When I'm in the superb Pepe Le Sal supermarket in Moraira I spend an eternity selecting bottles of wine. A good safe selection is an Albali Reserva costing around 3 Euros, our usual UK supermarket sells it at £5.99 and often discounts it by half. I tend to look for Rioja's when in Spain but other than the Albali I find it a bit hit and miss.

What are your recommendations of wines priced up to say, 5 Euros? We like dry peppery wines if we can get them but Spanish labeling leaves much to be desired (A pimienta seco is easy enough to spot if they would only put it on the bottle). So what do you guys drink with your meals? Or more to the point, what do you eat with your drink?


----------



## Pasanada (Feb 5, 2008)

I always get my wine from my friend, Antonio, who runs a guesthouse cum Roman bath in Banos de Mula, Murcia. It's organic and comes in sweet and dry......boy, it's to die for!!!


----------



## SunnySpain (Jul 30, 2008)

Hi there,

We prefer the Albarino wines - Carasvinas is a good one.

Regards, Dave


----------



## rjnpenang (Feb 20, 2008)

I´m a serious red wine drinker (for my heart!), current choice is from Lidl, Barceliño 2.99E, Navara Mezquiriz, Tempranillo/Cabernet Sauvignon Crianza 2003 2.59€ and most reds from the Ribera del Douro region are good.
I don´t like Valdepeñas (associated with cheap plonk) like Vina Albali and Los Molinos.
And Rioja seems to have destroyed its own reputation by producing too much cheap stuff (overproducing) so go for a Crianza or Reserva there.
I normally pay 3€ and up for a drinkable red. Makro, by the way used to have odds & sods from South America/Australia/Sth africa at good prices. Regards Rob
PS, If you cannot afford a wine cooler keep the bot. in the fridge, take it out, leave for 20 mins, nothing worse than red wine at 28 degrees!.


----------



## Stravinsky (Aug 12, 2007)

I usually go for Crianza and reserva rioja
At Carrefour I regularly buy Enterizo Reserva though as its often on offer 3 for 2 which brings it well under €3


----------



## chris(madrid) (Mar 23, 2008)

We get our wine as often as not from
Maset del Lleó ,Tienda de vinos , cavas y complementos , Entrega a domicilio 902 200 250 . Vinos y cavas , Vins i cavas,tienda de vinos barcelona , tienda de vinos Madrid , tienda de vinos
Free home delivery - to us anyway. 

That or village rough at a €1/litre (bring your own bottle etc).

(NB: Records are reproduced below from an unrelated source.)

Issue #1820, opened 2023-11-23
[opentelemetry/auto-instrumentations-web 0.34.0] Update zone.js peer dependency


ebussieres:
I'm wondering why zone.js peer dependency is hardcoded to version 0.11.4. Why caret was not used ? Change was introduced in https://github.com/open-telemetry/opentelemetry-js-contrib/pull/1768.

I have an angular 17 app and i'm using zone.js 0.14.x version. This is preventing a lot of app to use the latest @opentelemetry/auto-instrumentations-web version.

dyladan:
Added the `enhancement` label and modified the PR title. This seems to be a request to support other versions of zone.js. There is a similar issue for the zone context manager in the core repo.

starushykart:
Hi, guys!
Many thanks for your work!
Is there an understanding of when the issue will be resolved?

pichlermarc:
@starushykart no ETA at the moment as no one is actively working on it. PRs from volunteers are welcome :slightly_smiling_face:

PR #1926, opened 2024-02-06
[opentelemetry/auto-instrumentations-web 0.34.0] Update zone.js peer dependency

HenryCorn:
## Which problem is this PR solving?

- Solves: [Update zone.js peer dependency](https://github.com/open-telemetry/opentelemetry-js-contrib/issues/1820)

## Short description of the changes

- Updated the version of zone.js in auto-instrumentations-web and dependencies

PR #1930, opened 2024-02-08
chore(deps): Updated zone.js version to support latest Angular

AndrewAKovalenko:

- Fixes https://github.com/open-telemetry/opentelemetry-js-contrib/issues/1820

- Update Zone.js version to support Angular 17

### DIFF
--- a/metapackages/auto-instrumentations-web/package.json
+++ b/metapackages/auto-instrumentations-web/package.json
@@ -32,7 +32,7 @@
   },
   "peerDependencies": {
     "@opentelemetry/api": "^1.3.0",
-    "zone.js": "0.11.4"
+    "zone.js": "^0.11.4"
   },
   "devDependencies": {
     "@babel/core": "7.22.17",
--- a/metapackages/auto-instrumentations-web/package.json
+++ b/metapackages/auto-instrumentations-web/package.json
@@ -32,7 +32,7 @@
   },
   "peerDependencies": {
     "@opentelemetry/api": "^1.3.0",
-    "zone.js": "^0.11.4"
+    "zone.js": "^0.11.4 || ^0.13.0 || ^0.14.0"
   },
   "devDependencies": {
     "@babel/core": "7.22.17",
--- a/package-lock.json
+++ b/package-lock.json
@@ -386,7 +386,7 @@
       },
       "peerDependencies": {
         "@opentelemetry/api": "^1.3.0",
-        "zone.js": "0.11.4"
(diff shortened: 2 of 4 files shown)


AndrewAKovalenko:
This PR is duplicate of https://github.com/open-telemetry/opentelemetry-js-contrib/pull/1926, but my PR prevents from major `zone.js` version update, by using `^`

Also this PR is valuable for our team, so i'm always ready to make updates :)

metapackages/auto-instrumentations-web/package.json
```diff
@@ -32,7 +32,7 @@
   },
   "peerDependencies": {
     "@opentelemetry/api": "^1.3.0",
-    "zone.js": "0.11.4"
+    "zone.js": "^0.11.4"
```
pichlermarc, line 35: This will allow for `zone.js` at `>=0.11.4` and `<0.12.0` - is that intended?
According to SemVer minor versions in a `0.x` are considered breaking, therefore the caret does not do the same as with `1.x`.

If you're trying to go to `^0.14.0` (Angular 17), please open a PR against the core repo first (related issue https://github.com/open-telemetry/opentelemetry-js/issues/4445) - the dependency on `zone.js` here is transitive from there.

pichlermarc (commented):
Hi @AndrewAKovalenko, thanks for opening the PR. Some notes on the version range below. :slightly_smiling_face: 

Also, please sign the CLA, otherwise we won't be able to act on the PR.

metapackages/auto-instrumentations-web/package.json
AndrewAKovalenko: I see that you've already created PR https://github.com/open-telemetry/opentelemetry-js/pull/4469
Thanks

I'll fix my PR to use same versions, as you do `"zone.js": "^0.11.0 || ^0.13.0 || ^0.14.0"`

pichlermarc: Yes, that sounds good. 

Keep in mind, though, that we'll have to release the core repo first, then update the dependencies here, and once that's done we can merge this PR here. I'll take a few days.

AndrewAKovalenko: Sure, not a problem

AndrewAKovalenko:
@pichlermarc  i've created similar PR with correct CLA verification. I accidentally used wrong git.config to sign it :)

https://github.com/open-telemetry/opentelemetry-js-contrib/pull/1934

Please, check it 

Closing this one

Rob - Tsk what you need is a BODEGA


----------



## crookesey (May 22, 2008)

chris(madrid) said:


> We get our wine as often as not from
> Maset del Lleó ,Tienda de vinos , cavas y complementos , Entrega a domicilio 902 200 250 . Vinos y cavas , Vins i cavas,tienda de vinos barcelona , tienda de vinos Madrid , tienda de vinos
> Free home delivery - to us anyway.
> 
> ...


Good bodega's appear to be a thing of the past on the Costa Blanca. There used to be a great one in old Calpe town (nearly 30 years ago). It's still there but now sells crap on a pile it high, sell it cheap basis.

I once had a little book with recommendations and probable prices, do they still print them? I once spotted a bottle of port in the Calpe bodega recommended in the book, it cost a staggering £5.00 but was great, I noticed an identical bottle in the airport shop at £25.00.

Chris, going back over 40 years you could get wine from the wood in wine cellars, it cost 2 pesatas for a large glass, happy days.


----------



## rjnpenang (Feb 20, 2008)

About a year ago our bank invited us out to lunch, (by train, up in the hills behind Gibraltar), A lovely lunch in a small hotel and the wines were local, made by a Swedish man who had established a vineyard nearby,
The vino was excelent, the red (gorgeous) was made from the Tempranillo grape which surprised me. I´ve never seen his wine in the shops but you can visit him with tapas & tastings all arranged. This is his website. Rob
Enkvist Wines


----------



## chris(madrid) (Mar 23, 2008)

crookesey said:


> Good bodega's appear to be a thing of the past on the Costa Blanca.


 No I meant one in your own house.


----------